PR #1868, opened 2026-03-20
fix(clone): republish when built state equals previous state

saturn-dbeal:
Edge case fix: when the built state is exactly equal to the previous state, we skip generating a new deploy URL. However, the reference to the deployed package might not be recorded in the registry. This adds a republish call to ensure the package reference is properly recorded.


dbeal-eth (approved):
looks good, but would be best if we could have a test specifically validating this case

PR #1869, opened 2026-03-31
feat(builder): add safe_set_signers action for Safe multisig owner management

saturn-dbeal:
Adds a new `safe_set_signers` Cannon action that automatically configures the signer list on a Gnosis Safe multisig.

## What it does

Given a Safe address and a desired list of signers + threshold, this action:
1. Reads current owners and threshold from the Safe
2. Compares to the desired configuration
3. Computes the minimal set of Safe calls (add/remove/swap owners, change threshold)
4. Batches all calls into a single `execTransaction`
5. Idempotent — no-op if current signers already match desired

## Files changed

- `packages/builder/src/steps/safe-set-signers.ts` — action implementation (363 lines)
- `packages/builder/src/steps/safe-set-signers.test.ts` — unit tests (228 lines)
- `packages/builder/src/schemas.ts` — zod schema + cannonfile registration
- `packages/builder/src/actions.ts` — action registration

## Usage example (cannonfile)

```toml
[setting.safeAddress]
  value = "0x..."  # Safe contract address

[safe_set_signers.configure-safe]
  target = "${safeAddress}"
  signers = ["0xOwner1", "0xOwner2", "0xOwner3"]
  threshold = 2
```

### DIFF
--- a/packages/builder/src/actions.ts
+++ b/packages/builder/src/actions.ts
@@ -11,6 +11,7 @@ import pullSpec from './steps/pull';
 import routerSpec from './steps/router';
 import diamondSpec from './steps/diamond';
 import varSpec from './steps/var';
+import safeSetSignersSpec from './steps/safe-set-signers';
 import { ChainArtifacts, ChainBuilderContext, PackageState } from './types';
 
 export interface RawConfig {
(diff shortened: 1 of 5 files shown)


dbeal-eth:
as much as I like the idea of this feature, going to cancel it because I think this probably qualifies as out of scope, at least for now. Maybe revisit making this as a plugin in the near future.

:::::

WORK REQUEST =
Give the listing again, exactly as it was written.

RESPONSE FOR THIS EXERCISE =
PR #1868, opened 2026-03-20
fix(clone): republish when built state equals previous state

saturn-dbeal:
Edge case fix: when the built state is exactly equal to the previous state, we skip generating a new deploy URL. However, the reference to the deployed package might not be recorded in the registry. This adds a republish call to ensure the package reference is properly recorded.


dbeal-eth (approved):
looks good, but would be best if we could have a test specifically validating this case

PR #1869, opened 2026-03-31
feat(builder): add safe_set_signers action for Safe multisig owner management

saturn-dbeal:
Adds a new `safe_set_signers` Cannon action that automatically configures the signer list on a Gnosis Safe multisig.

## What it does

Given a Safe address and a desired list of signers + threshold, this action:
1. Reads current owners and threshold from the Safe
2. Compares to the desired configuration
3. Computes the minimal set of Safe calls (add/remove/swap owners, change threshold)
4. Batches all calls into a single `execTransaction`
5. Idempotent — no-op if current signers already match desired

## Files changed

- `packages/builder/src/steps/safe-set-signers.ts` — action implementation (363 lines)
- `packages/builder/src/steps/safe-set-signers.test.ts` — unit tests (228 lines)
- `packages/builder/src/schemas.ts` — zod schema + cannonfile registration
- `packages/builder/src/actions.ts` — action registration

## Usage example (cannonfile)

```toml
[setting.safeAddress]
  value = "0x..."  # Safe contract address

[safe_set_signers.configure-safe]
  target = "${safeAddress}"
  signers = ["0xOwner1", "0xOwner2", "0xOwner3"]
  threshold = 2
```

### DIFF
--- a/packages/builder/src/actions.ts
+++ b/packages/builder/src/actions.ts
@@ -11,6 +11,7 @@ import pullSpec from './steps/pull';
 import routerSpec from './steps/router';
 import diamondSpec from './steps/diamond';
 import varSpec from './steps/var';
+import safeSetSignersSpec from './steps/safe-set-signers';
 import { ChainArtifacts, ChainBuilderContext, PackageState } from './types';
 
 export interface RawConfig {
(diff shortened: 1 of 5 files shown)


dbeal-eth:
as much as I like the idea of this feature, going to cancel it because I think this probably qualifies as out of scope, at least for now. Maybe revisit making this as a plugin in the near future.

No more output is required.